In the first place, if you want to pin down the responsible party for putting Obama and Ayers in the room together on these boards, you really have to go to whoever is responsible for naming people to the board itself. Obama and Ayers have no say in the matter, other than to agree or disagree to participate. In my previous life as a government contractor, I assembled grant review boards all the time, and the task basically boiled down to this: find any warm body I could to fill the positions we needed filled. Acting in concert with the appropriate agency, I worked very hard to keep known idiots and antisocial weirdos off the panels, but if someone ridiculous ended up serving, that was on me -- the other people that I put in the room were not responsible.
But, you say! Once Barack Obama learned about William Ayers radical politics and criminal past, shouldn't he have left the board, refused to participate? Again, from my own experience as a government contractor, I'll say this: Thank God people don't actually do this! I would have rarely, if ever, completed a grant review process on schedule! But more to the point: why would someone in Obama's position, continue to serve alongside someone with a repellent point of view? Well, as it turns out, there are people out there that put what's good for other people ahead of what's good for them. It's possible that Obama is one of them!
If you're a budding politician, with ambition and a bright career, and you find yourself sitting on some sort of committee, that makes real decisions, with real impact, alongside someone who you, and others, find objectionable, you are absolutely entitled to quit. Why not? You just spared yourself some potential embarrassment down the road. You want to have a career in politics, right? Well, go ahead. Leave that committee! Wash your hands of it. No one's ever going to blame you for your decision. Indeed, in all likelihood, no one will ever even know about it.

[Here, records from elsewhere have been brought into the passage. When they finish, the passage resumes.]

PR #263, opened 2023-10-31
Simplify solver time logic

pierreguilmin:
- directly integrate  `tmeas` in the base `Solver` class, it will just be an unused field for `sesolve` and `mesolve`
- simplify solver saving using `iteraxis`
- create result object after running the solver

### DIFF
--- a/dynamiqs/solvers/solver.py
+++ b/dynamiqs/solvers/solver.py
@@ -44,7 +44,7 @@ class Solver(ABC):
         self.device = self.options.device
 
         # initialize time logic
-        self.tstop = torch.cat((self.tsave, self.tmeas)).unique().sort()[0]
+        self.tstop = torch.cat((self.tsave, self.tmeas)).unique()
         self.tsave_mask = torch.isin(self.tstop, self.tsave)
         self.tmeas_mask = torch.isin(self.tstop, self.tmeas)
         self.tstop_counter = 0
--- a/dynamiqs/solvers/solver.py
+++ b/dynamiqs/solvers/solver.py
@@ -1,7 +1,6 @@
 from __future__ import annotations
 
 from abc import ABC, abstractmethod
-from math import inf
 from time import time
 
 import torch
@@ -46,6 +45,8 @@ class Solver(ABC):
 
         # initialize time logic
         self.tstop = torch.cat((self.tsave, self.tmeas)).unique().sort()[0]
+        self.tsave_mask = torch.isin(self.tstop, self.tsave)
+        self.tmeas_mask = torch.isin(self.tstop, self.tsave)
         self.tstop_counter = 0
         self.tsave_counter = 0
         self.tmeas_counter = 0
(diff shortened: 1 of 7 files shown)


dynamiqs/solvers/solver.py
```diff
@@ -89,29 +93,42 @@ def _run(self):
...
     def next_tstop(self) -> float:
         return self.tstop[self.tstop_counter].item()
 
     def save(self, y: Tensor):
-        self._save(y)
-        self.tstop_counter += 1
-
-    def _save(self, y: Tensor):
-        if self.tsave_mask[self.tstop_counter]:
+        if self.next_tstop() == self.next_tsave():
```
gautierronan, line 110: I'm scared of this line and the equivalent one for `tmeas`, with numerical precision and the such in case `tsave` or `tmeas` are modified by anything in the code. I would propose instead to have something like:
```python
def merge_unique_sorted_arrays(X, Y):
    # Combine the arrays and find the unique elements (which are also sorted)
    Z = torch.unique(torch.cat((X, Y)))

    # Check which elements of Z are in X and Y to create the indicator arrays
    from_X = torch.isin(Z, X)
    from_Y = torch.isin(Z, Y)

    return Z, from_X, from_Y

# Test
X = torch.tensor([1, 3, 5, 7])
Y = torch.tensor([2, 3, 6, 8, 9])
Z, from_X, from_Y = merge_unique_sorted_arrays(X, Y)
print("Z:", Z.numpy())
print("From X:", from_X.numpy())
print("From Y:", from_Y.numpy())
# Z: [1 2 3 5 6 7 8 9]
# From X: [ True False  True  True False  True False False]
# From Y: [False  True  True False  True False  True  True]
```
which is called when defining `tstop`. And then one can just check the arrays `from_tsave` and `from_tmeas` to increment `self.tsave_counter` and `self.tmeas_counter`.

gautierronan (changes requested):
Looks good. I have one comment regarding robustness of the checks. It should be easy to modify if you agree.

dynamiqs/solvers/solver.py
pierreguilmin: I agree, this is what was done before, don't know why I changed this part.

dynamiqs/solvers/solver.py
```diff
@@ -41,45 +43,48 @@ def __init__(
         self.rdtype = self.options.rdtype
         self.device = self.options.device
 
-        # initialize saving logic
-        self._init_time_logic()
+        # initialize time logic
+        self.tstop = torch.cat((self.tsave, self.tmeas)).unique().sort()[0]
```
gautierronan, line 47:
```suggestion
        self.tstop = torch.cat((self.tsave, self.tmeas)).unique()
```
FYI you don't need this if `tsave` and `tmeas` are already sorted. But I forget if we already check this, and "au pire ça mange pas de pain"

gautierronan (approved):
LGTM

dynamiqs/solvers/solver.py
pierreguilmin: No that's a good comment, we do check if they are sorted in `sesolve`, `mesolve`.

pierreguilmin: But `unique` sorts everything no matter what.

gautierronan (approved):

Except for you of course! And one of the things you might have to accept, in quitting this hypothetical panel, is that your decision to quit has potentially increased the influence of a deluded radical over important decisions. If you're the type who puts themselves first, this will not bother you. But if you're the type who puts others first, can it not be said that you have an obligation to sit in that room and serve as a strong voice that shepherds the decision-making process away from someone who's viewpoint is toxic? Is it not your duty to offset the opinions and beliefs of a man like William Ayers? Isn't this why parents join the PTA? To ensure that the bad decisions of misguided people can be opposed?
Let's be absolutely clear. I am not trying to convince anyone that this was Obama's line of thinking. He'll have to do his own convincing on that regard. Honestly, it seems to me that Obama did not find cause to rigorously oppose Ayers' in the context of their professional associations, though I'll let his condemnation of Ayers' past stand as sincere. Personally speaking, I'm much more concerned about Obama's "friendship" with Tom Coburn, who's always seemed like an outright loon to me.
But practically speaking, there's nothing anyone can do about the fact that these two men "associated professionally" at some point in the past. It would appear, however, that for all the alarmist blather we've had to endure over the matter, these "professional associations" have done no discernible harm to our Republic. This is more than I can say for some more pressing, and current concerns that we face as a nation. But if Mark Halperin just cannot get back to being the person who a month ago decried the very nonsense he's now yammering into his flipcam without first getting an answer to his question, "Is it okay to have professional associations with Bill Ayers?" then the answer is yes. Now, please, let's move along.